It’s hard to establish a standard of success in the world of NASCAR, and no standard is higher than that of the fans. A few wins here and there won’t cut it, as the sport’s loyal legion of followers will take nothing less than week-to-week competitiveness and several victories (though not TOO many, just ask Kyle Busch!).
For some drivers, they just couldn’t achieve that very high standard in the Sprint Cup Series. For whatever reason, be it sponsorship issues, lackluster equipment, or lack of talent, their rise to the top came to a crashing halt when they reached the pinnacle of the sport.
While most drivers either disappear from existence or scrape together start-and-park and low quality rides to keep their name out there, a few competitors settled for their next best option: the Nationwide Series.
The Nationwide Series, the last stop on the way up the ladder before the Sprint Cup Series, is extremely popular in the United States and around the world.
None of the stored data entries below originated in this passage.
PR #1936, opened 2026-01-28
Update translation, summarization and image-to-text pipeline snippets to warn on v5 removal

Wauplin:
**EDIT:**

**Expectation:**  warning message displayed in the pipeline snippet on https://huggingface.co/facebook/nllb-200-distilled-1.3B?library=transformers.

```
# Warning: Pipeline type "${model.pipeline_tag}" is no longer supported in transformers v5.
# You must load the model directly (see below) or downgrade to v4.x with:
# 'pip install "transformers<5.0.0'
```

----

(related to internal slack threads [here](https://huggingface.slack.com/archives/C01N44FJDHT/p1768843199944399?thread_ts=1768482758.054089&cid=C01N44FJDHT) and [here](https://huggingface.slack.com/archives/C02FRVDEZND/p1769542989564529))

Related to `transformers v5` release, `translation`, `summarization`, and `image-to-text` pipelines no longer exist. See migration guide: https://github.com/huggingface/transformers/blob/main/MIGRATION_GUIDE_V5.md#pipelines

> pipeline classes are intended as a high-level beginner-friendly API, but for almost all text-to-text tasks a modern chat model and TextGenerationPipeline will provide much higher quality output. As a result, we felt it was misleading for beginners to offer the older pipelines.

Note that these pipelines are not defined anymore but the models are still usable with the lower-level `AutoModel` API. 

Affected models:
- https://huggingface.co/models?pipeline_tag=translation
- https://huggingface.co/models?pipeline_tag=summarization
- https://huggingface.co/models?pipeline_tag=image-to-text

cc @julien-c @LysandreJik @Rocketknight1

### DIFF
--- a/packages/tasks/src/library-to-tasks.ts
+++ b/packages/tasks/src/library-to-tasks.ts
@@ -71,10 +71,5 @@ export const LIBRARY_TASK_MAPPING: Partial<Record<ModelLibraryKey, PipelineType[
 	mindspore: ["image-classification"],
 };
 
-
 // Pipeline types that were supported in legacy transformers versions (<5.0.0)
-export const REMOVED_IN_V5_TRANSFORMERS_PIPELINES: PipelineType[] = [
-	"summarization",
-	"translation",
-	"image-to-text",
-];
+export const REMOVED_IN_V5_TRANSFORMERS_PIPELINES: PipelineType[] = ["image-to-text", "summarization", "translation"];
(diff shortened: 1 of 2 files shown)


packages/tasks/src/library-to-tasks.ts
```diff
@@ -49,19 +49,19 @@ export const LIBRARY_TASK_MAPPING: Partial<Record<ModelLibraryKey, PipelineType[
...
-		"summarization",
+		// "summarization", dropped in transformers v5.0.0
 		"table-question-answering",
 		"text-classification",
 		"text-generation",
 		"text-to-audio",
 		"text-to-speech",
 		"token-classification",
-		"translation",
+		// "translation", dropped in transformers v5.0.0
```
julien-c: i would move those to a `REMOVED_IN_V5_TRANSFORMERS_PIPELINES` const

Wauplin:
@julien-c PR updated to keep the pipeline snippet but show a warning message

PR #1938, opened 2026-01-28
[Inference Providers] fix Replicate `image-to-image` compatibility with different model schemas

hanouticelina:
flagged by @merveenoyan [here](https://huggingface.slack.com/archives/C089DMDB415/p1769608268868169) (private).

this PR fixes Replicate `image-to-image` compatibility with different model schemas by passing the input image in multiple payload keys (`image`, `images`, `input_image`, `input_images`)
a bit hacky but we already do that for other tasks/providers.

### DIFF
--- a/packages/tasks-gen/snippets-fixtures/image-to-image/python/requests/0.replicate.py
+++ b/packages/tasks-gen/snippets-fixtures/image-to-image/python/requests/0.replicate.py
@@ -17,7 +17,14 @@ def query(payload):
 image_bytes = query({
     "input": {
         "prompt": "Turn the cat into a tiger.",
-        "input_image": "cat.png"
+        "image": "cat.png",
+        "images": [
+            "cat.png"
+        ],
+        "input_image": "cat.png",
+        "input_images": [
+            "cat.png"
+        ]
     }
 })
 


packages/inference/src/providers/replicate.ts
```diff
@@ -236,18 +233,23 @@ export class ReplicateAutomaticSpeechRecognitionTask
...
 		return {
 			input: {
 				...omit(params.args, ["inputs", "parameters"]),
 				...params.args.parameters,
-				input_image: params.args.inputs, // This will be processed in preparePayloadAsync
+				// Different Replicate models expect the image in different keys
+				image: imageInput,
+				images: [imageInput],
+				input_image: imageInput,
+				input_images: [imageInput],
```
SBrandeis, line 252: lmao

hanouticelina: 🤷‍♀️ 😭

Wauplin: 🫠

Wauplin: what if `imageInput` is a 1MB base64 payload? can it happen?

Wauplin: I'm fine with this solution though if that's the only way. Can we contact Replicate in parallel though, would be best if they can make their API more consistent

hanouticelina: Yes, it can happen but to be honest i don't think there is another solution client-side, we have one model <> one schema unfortunately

And with NASCAR’s rules changes saying that drivers can only run for points in one series this year, the “regulars” have a chance to showcase their names and talents just a little bit more than usual.
Through 24 of 34 races this season, no one drives this point home further than Elliott Sadler. Sadler had competed as a full-time Sprint Cup Series regular the last 12 seasons before leaving Richard Petty Motorsports at the end of 2010 to drive for Kevin Harvick, Inc. full-time in the Nationwide Series and part-time in the Camping World Truck Series. Currently, Sadler is second in points, just eight marks behind leader Ricky Stenhouse, Jr. Sadler has a total of ten top-5 and 16 top-10 finishes this season, and has held the points lead following the conclusion of five races this season. While he is without any victories in the Nationwide Series this season, Sadler did win a Camping World Truck Series race at Pocono Raceway last year, his first win in any of NASCAR’s three national series since 2004.
Like Sadler, two other drivers who have seen their drops from Sprint Cup Series to the Nationwide Series prove successful are Aric Almirola and Reed Sorenson.
Almirola himself never spent an entire year in Sprint Cup, but gained quite a bit of exposure when he split a season with Mark Martin in the No. 8 car for DEI. The next two seasons, he ran a partial schedule for Earnhardt Ganassi Racing and Phoenix Racing, respectively, while running a partial schedule in the Camping World Truck Series for Billy Ballew Motorsports. Last year saw Almirola run full-time in Camping World Trucks while cherrypicking Nationwide Series before moving back up to the Nationwide Series full-time for JR Motorsports in 2011. Currently fifth in points, the move seems to have worked well for him.
Sorenson, on the other hand, spent several full-time seasons struggling in the Sprint Cup Series for various teams, with his most successful season ending with only six top-10s and a 22nd-place finish in the standings. While Sorenson ran a partial schedule for Braun Racing last year, Sorenson moved to full-time when Steve Turner turned the team into Turner Motorsports and has remained in the top-3 in points for most of the season, with a victory in the Bucyrus 200 at Road America in June.
While all three drivers have not won as races this year as they would like to have, they’ve come close on many occasions and have held their own very well against the Sprint Cup Series regulars who like to steal their thunder. While Almirola is most likely out of this title hunt, both Sadler and Sorenson still have a realistic shot of winning as the top-3 are only separated by nine points.
With success stories like these, I can’t help but wonder what a step down would do for drivers who also struggle in the Sprint Cup Series. Drivers like David Ragan, Joey Logano, and David Reutimann are all lauded as talented drivers, but have little to show for it. Logano has had a ton of success at the Nationwide Series level, and Ragan has some fairly impressive numbers as well, not to mention drivers like Martin Truex, Jr. and A.J. Allmendinger, who do little more than show up every weekend, and eventually bring out a much needed caution flag. Or drivers who are bound and determined to remain at the top level of NASCAR, settling for blank, white hoods in back-of-the-pack equipment until (hopefully) something better comes along.
Maybe, just maybe, that “something better” is the Nationwide Series.